How many of the lines below hold the string "detection"? Say only the number.

| INPUT MATERIAL |
□ □ □ □ □ □ □

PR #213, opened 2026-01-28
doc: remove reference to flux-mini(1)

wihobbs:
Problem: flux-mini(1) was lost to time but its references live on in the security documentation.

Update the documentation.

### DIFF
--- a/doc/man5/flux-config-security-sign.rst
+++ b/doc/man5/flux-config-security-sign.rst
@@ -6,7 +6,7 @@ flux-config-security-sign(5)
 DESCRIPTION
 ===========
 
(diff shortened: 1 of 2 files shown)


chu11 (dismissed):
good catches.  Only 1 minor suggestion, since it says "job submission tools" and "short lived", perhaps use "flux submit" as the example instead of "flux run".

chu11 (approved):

□ □ □ □ □ □ □

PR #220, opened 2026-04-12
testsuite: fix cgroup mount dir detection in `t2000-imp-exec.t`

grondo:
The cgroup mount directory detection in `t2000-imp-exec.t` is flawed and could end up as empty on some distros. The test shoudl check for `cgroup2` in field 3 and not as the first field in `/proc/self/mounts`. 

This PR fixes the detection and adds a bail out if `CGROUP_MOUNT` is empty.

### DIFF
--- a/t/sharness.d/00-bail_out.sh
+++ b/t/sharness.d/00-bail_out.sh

□ □ □ □ □ □ □

| ANSWER TO THE EXERCISE |
3